Work order:
Your answer should be the lines of the listing that contain the word "attributes".

Materials provided:
PR #208, opened 2017-02-23
ENH: webapp for PM 

### LINKED ISSUE #202: Add web app for PM converter
@che85 now that we have PM context in place, it would be great to add this webapp. Can you walk me over the steps and tools you use to do this? Maybe we can plan to work on this together on Tuesday?

TODO:

- [x] https://github.com/QIICR/dcmqi/blob/master/doc/schemas/pm-schema.json#L75 needs to be a number

che85:
fixes #202 

for testing purposes: http://che85.github.io/dcmqi/#/pmap

TODO:
- [x]  update the pm contexts to correctly list units in lists
- [x] reset form properly
- [x] check DICOM standard for required attributes
- [x] fix bugs that were invented by generalizing (seg converter)


fedorov:
* let's separate units from quantity, and put quantity before anatomic location in the form layout
* units are actually defined in the schema as arrays of items, not sure why validators didn't catch this for the schema instantiations: https://github.com/QIICR/dcmqi/blob/master/doc/schemas/pm-context-schema.json#L30. Let's automatically select the first code in the list of units codes.

fedorov:
and I should also update the pm contexts to correctly list units in lists

che85:
@fedorov let me know if you have any comments

fedorov:
This looks great, just series description should be initialized to "Parametric map", or "<quantity code> parametric map".

Have you tested this with the updated PM contexts from #215? It has also occurred to me that we could fix the problem of initializing DerivedPixelContrast for #216, since it is essentially defined by the quantity, and I should also add definition of the quantity to the schema. So let me address those issues first, and then merge #215, and then get back to this PR, ok?

che85:
@fedorov renamed schema defaults in #218

will test #215 and get back to you

che85:
#215 works for me

image

what I don't like is the spacing. I am going to do something about that.

fedorov:
@che85 can you please add the code to propagate the value of DerivedPixelContrast from the contexts update in https://github.com/QIICR/dcmqi/pull/215/commits/9e5dd870d20e14cb4f626578e63e5c68539fa5e4 into the web app generated json?

fedorov:
> can you please add the code to propagate the value of DerivedPixelContrast from the contexts 

as discussed further in #216, this will be simplified by #219, and so please ignore this request!

fedorov:
@che85 I assume this one is not ready to test/merge until you tell me.

che85:
@fedorov let's merge it. I can always add new functionality

fedorov:
let me quickly make sure nothing stands out, since I want to use it very soon for a PM tutorial

fedorov:
Can you remove DerivationCode from the list of required attributes here: https://github.com/QIICR/dcmqi/blob/master/doc/schemas/pm-schema.json#L10?

I don't recall why we added it there. I do not think it is required. Otherwise we have the error below, which only adds confusion to the user who I think would expect valid output from this generator.

image

che85:
@fedorov please try again. I removed DerivationCode as required in PR #221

Solution for this exercise:
- [x] check DICOM standard for required attributes
Can you remove DerivationCode from the list of required attributes here: https://github.com/QIICR/dcmqi/blob/master/doc/schemas/pm-schema.json#L10?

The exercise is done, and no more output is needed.